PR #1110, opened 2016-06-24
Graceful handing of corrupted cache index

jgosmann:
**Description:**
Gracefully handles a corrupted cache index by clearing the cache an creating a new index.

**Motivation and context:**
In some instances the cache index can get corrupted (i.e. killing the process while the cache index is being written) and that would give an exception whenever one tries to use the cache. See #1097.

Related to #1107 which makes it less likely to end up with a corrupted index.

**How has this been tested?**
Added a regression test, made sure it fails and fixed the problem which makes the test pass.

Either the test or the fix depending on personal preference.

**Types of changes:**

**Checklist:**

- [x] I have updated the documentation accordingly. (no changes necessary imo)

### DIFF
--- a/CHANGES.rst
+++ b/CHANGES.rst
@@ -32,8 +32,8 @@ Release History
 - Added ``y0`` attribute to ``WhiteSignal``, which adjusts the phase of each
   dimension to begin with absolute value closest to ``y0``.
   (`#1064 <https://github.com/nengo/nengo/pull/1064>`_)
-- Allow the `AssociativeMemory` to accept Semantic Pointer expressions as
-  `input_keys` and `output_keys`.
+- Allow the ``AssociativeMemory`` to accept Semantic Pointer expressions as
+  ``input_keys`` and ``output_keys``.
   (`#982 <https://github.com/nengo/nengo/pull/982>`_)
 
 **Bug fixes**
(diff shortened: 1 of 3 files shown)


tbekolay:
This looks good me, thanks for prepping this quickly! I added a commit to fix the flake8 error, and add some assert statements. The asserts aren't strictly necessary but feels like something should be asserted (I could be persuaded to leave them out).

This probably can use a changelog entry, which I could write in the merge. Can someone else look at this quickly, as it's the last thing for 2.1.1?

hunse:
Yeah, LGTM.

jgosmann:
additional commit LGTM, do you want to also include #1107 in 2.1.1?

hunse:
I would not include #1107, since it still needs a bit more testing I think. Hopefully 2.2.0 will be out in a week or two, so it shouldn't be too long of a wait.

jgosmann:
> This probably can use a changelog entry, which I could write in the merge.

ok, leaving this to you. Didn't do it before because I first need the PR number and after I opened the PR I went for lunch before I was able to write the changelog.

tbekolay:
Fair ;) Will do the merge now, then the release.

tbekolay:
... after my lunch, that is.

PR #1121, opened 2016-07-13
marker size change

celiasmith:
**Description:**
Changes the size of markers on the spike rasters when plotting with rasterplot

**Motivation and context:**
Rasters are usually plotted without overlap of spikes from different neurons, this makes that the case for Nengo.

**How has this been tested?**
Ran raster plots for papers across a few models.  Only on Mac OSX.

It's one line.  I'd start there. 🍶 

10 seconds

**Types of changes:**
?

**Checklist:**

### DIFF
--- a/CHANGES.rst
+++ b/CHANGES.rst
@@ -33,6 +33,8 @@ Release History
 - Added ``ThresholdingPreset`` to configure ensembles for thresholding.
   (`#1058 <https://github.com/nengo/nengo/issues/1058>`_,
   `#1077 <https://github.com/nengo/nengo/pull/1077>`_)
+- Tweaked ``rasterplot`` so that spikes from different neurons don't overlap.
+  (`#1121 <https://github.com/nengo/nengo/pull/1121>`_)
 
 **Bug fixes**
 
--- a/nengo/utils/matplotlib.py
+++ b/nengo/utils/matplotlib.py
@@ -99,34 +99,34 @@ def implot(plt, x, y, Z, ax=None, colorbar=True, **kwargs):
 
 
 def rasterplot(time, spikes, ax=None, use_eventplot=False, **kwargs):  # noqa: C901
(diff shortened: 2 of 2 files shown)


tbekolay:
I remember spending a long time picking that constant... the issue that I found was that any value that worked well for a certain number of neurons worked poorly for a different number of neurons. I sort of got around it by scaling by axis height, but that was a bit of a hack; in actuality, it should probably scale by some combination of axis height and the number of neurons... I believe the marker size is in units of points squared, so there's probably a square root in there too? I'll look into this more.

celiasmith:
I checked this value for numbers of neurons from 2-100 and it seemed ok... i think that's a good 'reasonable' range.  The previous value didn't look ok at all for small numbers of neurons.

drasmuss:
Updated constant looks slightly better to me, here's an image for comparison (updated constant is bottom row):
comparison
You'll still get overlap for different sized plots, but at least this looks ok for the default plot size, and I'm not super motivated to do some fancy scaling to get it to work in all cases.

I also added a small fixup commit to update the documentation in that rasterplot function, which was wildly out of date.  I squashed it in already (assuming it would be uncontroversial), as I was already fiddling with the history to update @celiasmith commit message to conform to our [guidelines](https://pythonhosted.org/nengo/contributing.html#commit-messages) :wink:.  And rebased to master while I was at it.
::::
Down to the final line, write out all of the material exactly.

## Response area
PR #1110, opened 2016-06-24
Graceful handing of corrupted cache index

jgosmann:
**Description:**
Gracefully handles a corrupted cache index by clearing the cache an creating a new index.

**Motivation and context:**
In some instances the cache index can get corrupted (i.e. killing the process while the cache index is being written) and that would give an exception whenever one tries to use the cache. See #1097.

Related to #1107 which makes it less likely to end up with a corrupted index.

**How has this been tested?**
Added a regression test, made sure it fails and fixed the problem which makes the test pass.

Either the test or the fix depending on personal preference.

**Types of changes:**

**Checklist:**

- [x] I have updated the documentation accordingly. (no changes necessary imo)

### DIFF
--- a/CHANGES.rst
+++ b/CHANGES.rst
@@ -32,8 +32,8 @@ Release History
 - Added ``y0`` attribute to ``WhiteSignal``, which adjusts the phase of each
   dimension to begin with absolute value closest to ``y0``.
   (`#1064 <https://github.com/nengo/nengo/pull/1064>`_)
-- Allow the `AssociativeMemory` to accept Semantic Pointer expressions as
-  `input_keys` and `output_keys`.
+- Allow the ``AssociativeMemory`` to accept Semantic Pointer expressions as
+  ``input_keys`` and ``output_keys``.
   (`#982 <https://github.com/nengo/nengo/pull/982>`_)
 
 **Bug fixes**
(diff shortened: 1 of 3 files shown)


tbekolay:
This looks good me, thanks for prepping this quickly! I added a commit to fix the flake8 error, and add some assert statements. The asserts aren't strictly necessary but feels like something should be asserted (I could be persuaded to leave them out).

This probably can use a changelog entry, which I could write in the merge. Can someone else look at this quickly, as it's the last thing for 2.1.1?

hunse:
Yeah, LGTM.

jgosmann:
additional commit LGTM, do you want to also include #1107 in 2.1.1?

hunse:
I would not include #1107, since it still needs a bit more testing I think. Hopefully 2.2.0 will be out in a week or two, so it shouldn't be too long of a wait.

jgosmann:
> This probably can use a changelog entry, which I could write in the merge.

ok, leaving this to you. Didn't do it before because I first need the PR number and after I opened the PR I went for lunch before I was able to write the changelog.

tbekolay:
Fair ;) Will do the merge now, then the release.

tbekolay:
... after my lunch, that is.

PR #1121, opened 2016-07-13
marker size change

celiasmith:
**Description:**
Changes the size of markers on the spike rasters when plotting with rasterplot

**Motivation and context:**
Rasters are usually plotted without overlap of spikes from different neurons, this makes that the case for Nengo.

**How has this been tested?**
Ran raster plots for papers across a few models.  Only on Mac OSX.

It's one line.  I'd start there. 🍶 

10 seconds

**Types of changes:**
?

**Checklist:**

### DIFF
--- a/CHANGES.rst
+++ b/CHANGES.rst
@@ -33,6 +33,8 @@ Release History
 - Added ``ThresholdingPreset`` to configure ensembles for thresholding.
   (`#1058 <https://github.com/nengo/nengo/issues/1058>`_,
   `#1077 <https://github.com/nengo/nengo/pull/1077>`_)
+- Tweaked ``rasterplot`` so that spikes from different neurons don't overlap.
+  (`#1121 <https://github.com/nengo/nengo/pull/1121>`_)
 
 **Bug fixes**
 
--- a/nengo/utils/matplotlib.py
+++ b/nengo/utils/matplotlib.py
@@ -99,34 +99,34 @@ def implot(plt, x, y, Z, ax=None, colorbar=True, **kwargs):
 
 
 def rasterplot(time, spikes, ax=None, use_eventplot=False, **kwargs):  # noqa: C901
(diff shortened: 2 of 2 files shown)


tbekolay:
I remember spending a long time picking that constant... the issue that I found was that any value that worked well for a certain number of neurons worked poorly for a different number of neurons. I sort of got around it by scaling by axis height, but that was a bit of a hack; in actuality, it should probably scale by some combination of axis height and the number of neurons... I believe the marker size is in units of points squared, so there's probably a square root in there too? I'll look into this more.

celiasmith:
I checked this value for numbers of neurons from 2-100 and it seemed ok... i think that's a good 'reasonable' range.  The previous value didn't look ok at all for small numbers of neurons.

drasmuss:
Updated constant looks slightly better to me, here's an image for comparison (updated constant is bottom row):
comparison
You'll still get overlap for different sized plots, but at least this looks ok for the default plot size, and I'm not super motivated to do some fancy scaling to get it to work in all cases.

I also added a small fixup commit to update the documentation in that rasterplot function, which was wildly out of date.  I squashed it in already (assuming it would be uncontroversial), as I was already fiddling with the history to update @celiasmith commit message to conform to our [guidelines](https://pythonhosted.org/nengo/contributing.html#commit-messages) :wink:.  And rebased to master while I was at it.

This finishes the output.